§ Task description:
Once you find the line with "What is your" in the entries below, return exactly every line from it through the line with "414 telekom de interop issues".

§ Exercise material:
-=-=-=-=-
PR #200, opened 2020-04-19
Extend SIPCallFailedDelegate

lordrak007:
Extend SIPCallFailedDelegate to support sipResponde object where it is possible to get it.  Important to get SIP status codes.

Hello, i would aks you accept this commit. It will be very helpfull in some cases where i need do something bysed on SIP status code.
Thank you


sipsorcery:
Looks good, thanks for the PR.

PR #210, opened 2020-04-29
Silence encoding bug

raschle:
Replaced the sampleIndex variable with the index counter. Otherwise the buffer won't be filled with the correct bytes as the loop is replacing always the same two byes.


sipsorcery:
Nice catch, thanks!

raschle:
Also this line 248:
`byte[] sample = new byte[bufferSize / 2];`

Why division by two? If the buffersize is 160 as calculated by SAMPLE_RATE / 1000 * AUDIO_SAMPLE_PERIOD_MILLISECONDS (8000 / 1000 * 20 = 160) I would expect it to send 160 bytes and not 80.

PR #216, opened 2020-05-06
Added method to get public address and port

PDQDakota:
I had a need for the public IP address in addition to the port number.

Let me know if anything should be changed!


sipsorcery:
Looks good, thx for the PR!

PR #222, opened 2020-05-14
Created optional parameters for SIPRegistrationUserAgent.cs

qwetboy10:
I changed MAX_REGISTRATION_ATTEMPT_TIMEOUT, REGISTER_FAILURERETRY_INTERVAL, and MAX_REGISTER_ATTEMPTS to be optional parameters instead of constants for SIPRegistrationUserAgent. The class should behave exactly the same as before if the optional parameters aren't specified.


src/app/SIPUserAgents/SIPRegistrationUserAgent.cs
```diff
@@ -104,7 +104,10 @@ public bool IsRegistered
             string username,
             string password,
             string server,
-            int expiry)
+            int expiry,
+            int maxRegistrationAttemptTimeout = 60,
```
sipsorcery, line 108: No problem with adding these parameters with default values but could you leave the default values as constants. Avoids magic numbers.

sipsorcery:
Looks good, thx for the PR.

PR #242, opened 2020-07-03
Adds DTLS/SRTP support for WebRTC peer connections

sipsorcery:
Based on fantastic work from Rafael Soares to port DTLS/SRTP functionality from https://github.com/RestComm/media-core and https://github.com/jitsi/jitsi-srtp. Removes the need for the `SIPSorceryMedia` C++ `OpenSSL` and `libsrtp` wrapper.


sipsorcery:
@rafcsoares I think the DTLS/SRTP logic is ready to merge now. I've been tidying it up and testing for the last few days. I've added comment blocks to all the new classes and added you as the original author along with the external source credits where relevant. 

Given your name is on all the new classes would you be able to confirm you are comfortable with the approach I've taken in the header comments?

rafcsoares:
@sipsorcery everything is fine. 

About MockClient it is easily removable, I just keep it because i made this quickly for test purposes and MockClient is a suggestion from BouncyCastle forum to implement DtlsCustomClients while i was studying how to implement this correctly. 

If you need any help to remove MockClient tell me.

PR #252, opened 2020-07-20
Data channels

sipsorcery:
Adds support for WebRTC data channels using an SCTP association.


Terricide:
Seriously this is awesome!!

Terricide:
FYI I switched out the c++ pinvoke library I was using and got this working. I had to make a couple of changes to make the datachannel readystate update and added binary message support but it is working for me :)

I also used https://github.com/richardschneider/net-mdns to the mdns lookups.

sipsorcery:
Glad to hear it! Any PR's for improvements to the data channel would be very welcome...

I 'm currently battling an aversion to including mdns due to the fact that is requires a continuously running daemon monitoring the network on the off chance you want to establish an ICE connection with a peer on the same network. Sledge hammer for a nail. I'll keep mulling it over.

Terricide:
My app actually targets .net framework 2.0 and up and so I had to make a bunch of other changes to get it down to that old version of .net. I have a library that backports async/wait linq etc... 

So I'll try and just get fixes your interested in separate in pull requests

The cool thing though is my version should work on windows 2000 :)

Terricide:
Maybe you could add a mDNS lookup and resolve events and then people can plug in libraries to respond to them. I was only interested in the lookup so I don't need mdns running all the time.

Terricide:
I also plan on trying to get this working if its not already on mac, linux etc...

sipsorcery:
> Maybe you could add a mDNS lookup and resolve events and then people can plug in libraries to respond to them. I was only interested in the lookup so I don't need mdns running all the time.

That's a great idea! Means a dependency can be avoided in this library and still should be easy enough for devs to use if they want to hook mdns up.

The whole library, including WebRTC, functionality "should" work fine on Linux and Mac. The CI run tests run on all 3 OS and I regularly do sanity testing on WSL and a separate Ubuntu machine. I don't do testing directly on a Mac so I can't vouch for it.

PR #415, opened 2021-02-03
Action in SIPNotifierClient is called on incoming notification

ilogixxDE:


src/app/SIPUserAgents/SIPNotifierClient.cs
-=-=-=-=-
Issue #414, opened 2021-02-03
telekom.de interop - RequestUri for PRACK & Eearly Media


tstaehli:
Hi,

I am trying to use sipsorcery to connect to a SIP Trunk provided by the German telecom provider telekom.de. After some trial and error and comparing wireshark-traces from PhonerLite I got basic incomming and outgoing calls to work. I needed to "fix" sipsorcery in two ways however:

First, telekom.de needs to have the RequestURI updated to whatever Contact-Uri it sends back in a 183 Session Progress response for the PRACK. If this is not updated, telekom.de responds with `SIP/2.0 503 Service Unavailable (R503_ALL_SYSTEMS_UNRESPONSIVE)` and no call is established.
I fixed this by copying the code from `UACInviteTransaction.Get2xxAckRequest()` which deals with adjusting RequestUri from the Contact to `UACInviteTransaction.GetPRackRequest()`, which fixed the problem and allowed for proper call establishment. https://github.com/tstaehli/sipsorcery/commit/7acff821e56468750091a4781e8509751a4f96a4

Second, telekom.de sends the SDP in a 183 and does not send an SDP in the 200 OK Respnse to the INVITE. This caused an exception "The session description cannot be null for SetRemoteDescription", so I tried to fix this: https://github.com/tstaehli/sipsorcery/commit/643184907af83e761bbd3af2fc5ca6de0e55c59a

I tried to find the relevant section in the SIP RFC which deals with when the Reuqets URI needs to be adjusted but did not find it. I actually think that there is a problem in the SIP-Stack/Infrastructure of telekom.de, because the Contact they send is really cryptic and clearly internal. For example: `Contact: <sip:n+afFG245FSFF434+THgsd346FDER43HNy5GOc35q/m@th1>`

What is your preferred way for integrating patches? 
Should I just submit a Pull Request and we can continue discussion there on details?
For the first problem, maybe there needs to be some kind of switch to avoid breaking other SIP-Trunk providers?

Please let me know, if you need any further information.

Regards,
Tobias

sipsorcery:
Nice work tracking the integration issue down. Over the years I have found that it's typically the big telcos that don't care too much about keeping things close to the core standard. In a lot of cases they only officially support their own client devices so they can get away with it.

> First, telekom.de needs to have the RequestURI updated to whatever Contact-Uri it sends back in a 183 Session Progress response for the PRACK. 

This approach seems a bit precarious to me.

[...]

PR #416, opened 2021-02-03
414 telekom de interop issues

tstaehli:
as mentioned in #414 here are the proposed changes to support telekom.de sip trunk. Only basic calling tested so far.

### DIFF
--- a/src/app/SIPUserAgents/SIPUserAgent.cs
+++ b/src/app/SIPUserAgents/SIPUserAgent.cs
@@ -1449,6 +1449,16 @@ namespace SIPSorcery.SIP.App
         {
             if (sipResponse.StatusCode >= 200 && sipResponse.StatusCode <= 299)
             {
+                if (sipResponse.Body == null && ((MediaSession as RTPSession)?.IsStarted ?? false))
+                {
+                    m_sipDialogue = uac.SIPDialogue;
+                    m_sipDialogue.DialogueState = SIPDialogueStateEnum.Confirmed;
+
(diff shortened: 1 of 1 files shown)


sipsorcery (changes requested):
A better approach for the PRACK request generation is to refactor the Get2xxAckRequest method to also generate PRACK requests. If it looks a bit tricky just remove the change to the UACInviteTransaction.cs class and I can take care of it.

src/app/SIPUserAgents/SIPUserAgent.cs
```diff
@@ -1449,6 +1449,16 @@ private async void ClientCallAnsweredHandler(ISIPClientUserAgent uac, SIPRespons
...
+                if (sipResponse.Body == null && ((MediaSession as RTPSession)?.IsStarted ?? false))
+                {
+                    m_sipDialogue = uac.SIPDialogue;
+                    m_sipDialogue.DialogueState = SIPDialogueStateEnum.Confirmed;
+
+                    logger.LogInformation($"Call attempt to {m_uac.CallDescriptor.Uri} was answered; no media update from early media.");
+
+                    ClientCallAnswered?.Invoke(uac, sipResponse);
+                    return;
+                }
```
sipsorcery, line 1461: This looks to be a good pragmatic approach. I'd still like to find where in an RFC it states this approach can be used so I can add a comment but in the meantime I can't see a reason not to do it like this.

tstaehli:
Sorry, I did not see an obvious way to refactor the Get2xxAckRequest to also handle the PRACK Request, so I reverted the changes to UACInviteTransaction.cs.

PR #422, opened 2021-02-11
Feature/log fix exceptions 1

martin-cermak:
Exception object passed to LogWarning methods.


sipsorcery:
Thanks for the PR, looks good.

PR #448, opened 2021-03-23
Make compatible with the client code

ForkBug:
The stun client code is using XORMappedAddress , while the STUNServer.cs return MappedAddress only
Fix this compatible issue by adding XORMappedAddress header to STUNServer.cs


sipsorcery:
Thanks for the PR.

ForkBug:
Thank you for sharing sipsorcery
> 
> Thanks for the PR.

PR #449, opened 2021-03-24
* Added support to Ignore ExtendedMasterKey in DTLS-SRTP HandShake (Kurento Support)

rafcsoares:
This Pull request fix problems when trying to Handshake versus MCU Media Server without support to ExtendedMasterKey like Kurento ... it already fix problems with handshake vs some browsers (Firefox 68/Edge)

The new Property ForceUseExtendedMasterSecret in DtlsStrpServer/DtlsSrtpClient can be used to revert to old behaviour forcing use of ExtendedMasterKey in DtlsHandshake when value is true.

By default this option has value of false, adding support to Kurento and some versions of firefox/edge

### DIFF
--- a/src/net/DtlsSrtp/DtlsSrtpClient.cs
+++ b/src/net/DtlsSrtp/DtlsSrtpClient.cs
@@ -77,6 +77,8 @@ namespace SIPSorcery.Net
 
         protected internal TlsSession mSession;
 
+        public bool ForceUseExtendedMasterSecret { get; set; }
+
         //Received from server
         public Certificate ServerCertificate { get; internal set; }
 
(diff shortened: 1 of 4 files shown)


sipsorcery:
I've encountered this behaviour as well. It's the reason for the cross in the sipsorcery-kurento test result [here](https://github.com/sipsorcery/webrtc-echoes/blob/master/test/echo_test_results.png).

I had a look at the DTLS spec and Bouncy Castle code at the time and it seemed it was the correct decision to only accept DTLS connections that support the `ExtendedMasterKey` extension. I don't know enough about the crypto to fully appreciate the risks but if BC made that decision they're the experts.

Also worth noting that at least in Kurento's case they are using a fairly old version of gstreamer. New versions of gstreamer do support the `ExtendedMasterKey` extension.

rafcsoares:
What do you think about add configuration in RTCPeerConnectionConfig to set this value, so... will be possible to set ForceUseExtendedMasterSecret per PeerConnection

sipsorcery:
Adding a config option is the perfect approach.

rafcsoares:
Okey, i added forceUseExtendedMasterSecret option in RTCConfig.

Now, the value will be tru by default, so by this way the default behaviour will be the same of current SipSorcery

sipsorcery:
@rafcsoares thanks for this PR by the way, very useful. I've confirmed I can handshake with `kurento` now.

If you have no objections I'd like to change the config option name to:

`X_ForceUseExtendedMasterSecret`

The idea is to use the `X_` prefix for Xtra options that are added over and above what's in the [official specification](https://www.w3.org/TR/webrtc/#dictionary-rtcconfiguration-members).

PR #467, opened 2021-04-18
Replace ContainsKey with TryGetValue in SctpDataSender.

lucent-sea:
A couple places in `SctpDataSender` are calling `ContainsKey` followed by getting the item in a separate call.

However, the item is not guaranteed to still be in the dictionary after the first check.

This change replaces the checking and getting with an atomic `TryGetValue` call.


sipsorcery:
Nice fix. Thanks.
-=-=-=-=-
§ Answer to the problem:
What is your preferred way for integrating patches? 
Should I just submit a Pull Request and we can continue discussion there on details?
For the first problem, maybe there needs to be some kind of switch to avoid breaking other SIP-Trunk providers?

Please let me know, if you need any further information.

Regards,
Tobias

sipsorcery:
Nice work tracking the integration issue down. Over the years I have found that it's typically the big telcos that don't care too much about keeping things close to the core standard. In a lot of cases they only officially support their own client devices so they can get away with it.

> First, telekom.de needs to have the RequestURI updated to whatever Contact-Uri it sends back in a 183 Session Progress response for the PRACK. 

This approach seems a bit precarious to me.

[...]

PR #416, opened 2021-02-03
414 telekom de interop issues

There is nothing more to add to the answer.